“I saw new heavens and a new earth”
When someone you love dies suddenly, the world seems so empty. Work, supper, errands, bills, plans - everything seems so irrelevant. Your mind and heart are elsewhere. The landscape as you drive to work now looks strange; like the receding panorama you see from the rear platform of a moving train, a panorama rapidly being taken over by the past tense. It’s a world that you feel you have somehow left behind – of little interest anymore.
I wouldn’t call it simply a state of depression. There is something positive or curious about it. I think you begin to feel distant from your everyday surroundings because the death of the one you love has made you suddenly more conscious of other dimensions you were till then too preoccupied to notice. It’s like a wake up call. Caught up in this merely three dimensional world; caught up in the daily melodrama of the workplace, in the ever changing, never changing politics of “current events”; performing the several roles of breadwinner or housewife or entrepreneur or bureaucrat or “life of the party”; reciting the lines expected of us - it’s no wonder we assume that this theatre of our own preoccupations is the only world there is.

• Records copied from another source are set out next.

PR #1060, opened 2026-02-27
Change Qwen3VL to use HPUMMEncoderAttention

jiminha:
Cherry-pick from main: https://github.com/vllm-project/vllm-gaudi/pull/1031
Replace HPUAttention with HPUMMEncoderAttention for Qwen3-VL model.

PR #1061, opened 2026-02-27
[warmup][multimodal] Fix import error for MultiModalBudget

tvoas:
This fix is needed to avoid runtime errors when doing warmup on multimodal models. It's also present in https://github.com/vllm-project/vllm-gaudi/pull/1060 but this may not merge into main or be cherry-picked into aice branch for a while.


czhu15 (approved):
LGTM
Thanks for the quick fix.

PR #1096, opened 2026-03-05
remove range checking for module ID

yangulei:
The range checking is invalid in VMs with number of available devices less than the total number of devices on the node.


czhu15 (approved):
LGTM

PR #1097, opened 2026-03-05
fix max blocks for decode bucketing in non-contiguous pa scenario

yangulei:
## Changes:
- Fix the calculation for `max_decode_blocks` and `decode_blocks_limit`.
- Add a filter to drop the decode buckets with batched contexts larger than batched max_model_len.
- Create dummy decode warmup inputs with the limitation of `num_blocks` to avoid OOM.

### DIFF
--- a/vllm_gaudi/extension/bucketing/common.py
+++ b/vllm_gaudi/extension/bucketing/common.py
@@ -1,3 +1,4 @@
+import logging
 import os
 import bisect
 import math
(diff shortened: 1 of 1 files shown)


vllm_gaudi/extension/bucketing/common.py
```diff
@@ -427,8 +436,8 @@ def batch_size_smaller_than_blocks(bs, query, ctx):
         },
         "decode": {
             # depends only on contiguous PA
-            True: [],
-            False: [batch_size_smaller_than_blocks],
+            True: [num_ctx_tokens_less_or_equal_batched_max_model_len],
```
czhu15: Is num_ctx_tokens_less_or_equal_batched_max_model_len required for contiguous PA too? since the title shows the fix only for non-contiguous case.

PR #1104, opened 2026-03-06
add torch inference decorator back to warmup

skaulintel:
Torch inference decorator mistakenly removed from #1054, adding it back as it was causing below issue

```
AssertionError: Optimized softmax mode is supported in recompute training mode only in causal(triangular) mask case
```


jiminha:
@jczaja  @iboiko-habana  Could you check this PR please. Without this Multimodal model warmup is failing due to the warmup running as training mode(and qkv.requires_grad set to True causing issue on the FusedSDPA).

PR #1107, opened 2026-03-06
Added Qwen CI tests

slokesha:
This PR adds a simple CI test that launches vllm serve with warmup for several Qwen models and verifies that the server starts successfully and can handle a basic request.


michalkuligowski (approved):

adobrzyn:
@slokesha - is this PR still needed? still not fixed OOM

PR #1113, opened 2026-03-07
Enable Qwen2.5 Omni Model

jjmiao1:
Test command:
image process example:
`python examples/offline_inference/vision_language.py --modality image --model-type qwen2_5_omni
`
video process example:
`python examples/offline_inference/vision_language.py --modality video --model-type qwen2_5_omni
`
audio process example:
`python examples/offline_inference/audio_language.py --model-type qwen2_5_omni
`

The audio processing currently encounters an upstream issue in vLLM and fixed in https://github.com/vllm-project/vllm/pull/35994


iboiko-habana:
@jjmiao1 please rebase code if this PR is still needed. PR will be checked ASAP after rebase

PR #1122, opened 2026-03-10
Fixes for the decode bucketing in non-contiguous pa scenario

yangulei:
## Changes:
- Fix the calculation for `max_decode_blocks` and `decode_blocks_limit`.
- Add a filter to drop the decode buckets with batched contexts larger than batched max_model_len.
- Create dummy decode warmup inputs with the limitation of `num_blocks` to avoid OOM.

### DIFF
--- a/tests/unit_tests/test_bucketing.py
+++ b/tests/unit_tests/test_bucketing.py
@@ -555,6 +555,8 @@ def test_exponential_decode_block_limit_uncapped(monkeypatch):
     assert block_cfg[2] == expected_max_decode_blocks, (
         f"Expected max_decode_blocks={expected_max_decode_blocks}, got {block_cfg[2]}")
     assert block_cfg[3] == expected_limit, (f"Expected decode_blocks_limit={expected_limit}, got {block_cfg[3]}")
+
+
 # --- Padding-aware bucketing tests ---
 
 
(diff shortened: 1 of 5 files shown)


tests/unit_tests/test_bucketing.py
```diff
@@ -189,25 +191,25 @@ def __init__(self, **kwargs):
...
+    max_num_seqs = 256
+    _, _, block_cfg = strategy.get_decode_cfgs(max_num_seqs=max_num_seqs,
                                                block_size=block_size,
                                                max_num_batched_tokens=131072,
-                                               max_model_len=91964,
+                                               max_model_len=max_model_len,
                                                max_blocks=max_blocks)
 
-    expected_max = max_blocks * 3  # 10779
+    expected_max = math.ceil(max_model_len / block_size) * max_num_seqs
```
michalkuligowski, line 212: What is the maximum for expected_max value here? This value is calculated, in fact calculation is copied from the algorithm, this test should check specific values and that filter in fact reduces buckets number

vllm_gaudi/extension/bucketing/linear.py
```diff
@@ -63,17 +63,18 @@ def get_decode_cfgs(self, max_num_seqs, block_size, max_num_batched_tokens, max_
         if contiguous_pa:
             max_decode_blocks = max_blocks
         decode_block_bucket_cfg = read_bucket_settings('decode', 'block', min=1, step=block_size, max=max_decode_blocks)
-        if decode_block_bucket_cfg[2] > max_blocks:
+        if contiguous_pa and decode_block_bucket_cfg[2] > max_blocks:
```
michalkuligowski, line 66: What is the decode bucket count now?

tests/unit_tests/test_bucketing.py
yangulei: The `expected_max` is calculated base on the corner decoding case with `context_lens = [max_model_len - 1] + [1] * (max_num_seqs - 1)`. The context lens will be padded to the max one and the total decoding blocks could be calculated with `math.ceil((max_model_len - 1) / block_size) * max_num_seqs` which could be simplified to `math.ceil(max_model_len / block_size) * max_num_seqs` as `max_model_len >> block_size` for common cases.
For an example with `max_model_len=16384`, `max_num_seqs=128` and `block_size=128`. The corner decoding case with `context_lens = [16383, 1, 1, 1, ... 1, 1, 1]` needs `ceil(16383 / 128) * 128 = ceil(16384 / 128) * 128= 16384` blocks after padding.

vllm_gaudi/extension/bucketing/linear.py
yangulei: This is a bug fix for the missing buckets which cause "not warmed-up" warnings for non-contiguous PA cases. The actual number of decode buckets for linear bucketing is sensitive to the `*_BUCKET_STEP_*` configuration. And the default settings usually produce too many buckets that needs hours even days to warmup for cases with long `max_model_len`.

tests/unit_tests/test_bucketing.py
yangulei: And the UT for the newly added filter is added. Thanks for remind that.

yangulei:
@adobrzyn @kamil-kaczor
Could you help to review this PR? This could solve the issue GAUDISW-247226.

kamil-kaczor (approved):
lgtm

PR #1126, opened 2026-03-10
Fix multimodal prefill batching for 2D padded inputs

afierka-intel:
Enable batching of multimodal prefill requests in Plugin v1 by fixing the position calculation in _gather_mm_embeddings for 2D padded batches.

Previously, when max_prefill_batch_size > 1 and multiple multimodal requests were batched together in a 2D padded tensor [bs, padded_seq], the is_mm_embed positions were computed using contiguous offsets (req_start_idx += num_scheduled_tokens). This is incorrect for 2D padded layout where each request occupies a full padded row.

Changes:
- Add padded_seq_len parameter to _gather_mm_embeddings to compute positions as batch_row * padded_seq_len + offset for 2D batches
- Update _get_model_mm_inputs to detect 2D batched inputs (bs > 1) and pass the correct total_num_scheduled_tokens and padded_seq_len
- Update comments in _execute_mm_encoder to reflect that encoder outputs are cached by mm_hash, so ordering does not need to match the request order in the prefill batch

This enables proper multimodal prefill batching, improving throughput for workloads with many small images (e.g. MinerU PDF processing with qwen2-vl) where the previous one-at-a-time processing was 58% slower.


adobrzyn:
**Finding #2** 🟢 Nit

**File:** `vllm_gaudi/v1/worker/hpu_model_runner.py` (Line ~1580, unchanged line in loop)

**Issue:** When `padded_seq_len is not None`, position is calculated via `batch_row * padded_seq_len` instead of `req_start_idx`. However, `req_start_idx += num_scheduled_tokens` still executes unconditionally at the end of each loop iteration — making it dead code in the 2D padded path.

**Suggested fix:**
Either guard the accumulation or add a brief comment clarifying it's only relevant for the non-padded path:

```python
            if padded_seq_len is None:
                req_start_idx += num_scheduled_tokens
```

This is purely a readability nit — no functional impact.

---

PR #1144, opened 2026-03-12
Fix multimodal warmup and add multimodal profiling

jiminha:
Fix multimodal warmup and profiling

    - Fix multimodal warmup to use specified image dimensions (width/height)
      instead of default parameters.   
      It seems https://github.com/vllm-project/vllm-gaudi/pull/822 was removed mm_option, which has width/height, so the multimodal warmup was done with default dimensions regardless of the bucket calculated.  
    - Create multimodal features when limit_per_prompt is configured,
      and it's prompt profile mode.
    - Add unique identifiers to multimodal embeddings to prevent caching
      across the 3 profiling warmup runs


jinyouzhi (approved):

jiminha:
Confirmed with @jinyouzhi  that this Qwen2.5 crash issue is not related to this change and seen in baseline.

jiminha:
I'm closing this since main part of the multimodal warmup fix is integrated as part of https://github.com/vllm-project/vllm-gaudi/pull/1392

PR #1154, opened 2026-03-13
Add the option to use Boolean attention mask

yangulei:


yangulei:
Close as no obvious perf gain and have accuracy issue when using with INC fp8.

And then someone like my young son suddenly departs (4/28/93) and you experience grief yes, but also what the poet Rainer Maria Rilke describes in a poem called “Death Experienced”. “The world is full of roles we act,” he says:
But when you went, a streak of reality
broke in upon this stage through that fissure
where you left: green of real green,
real sunshine, real forest.
We go on acting. Fearful and reciting
things difficult to learn and now and then
raising gestures; but your existence,
withdrawn from us and taken from our play,
Can sometimes come over us, like a knowledge
of that reality settling in,
so that for a while we act life
transported, not thinking of applause.
No - that initial sense of emptiness or distraction we feel when someone we love suddenly departs this life cannot be simply called depression. It can be the commencement of an awareness of a realm so real, so wonderful, so durable that it leaves us – as it were - standing upon our every day stage immersed in the descending light, colors, pattern and theology of the rose window of some grand cathedral.
I am so grateful to a dear friend for giving me this poem – unwittingly - on the second anniversary of the very hour I received a call that my son was dead.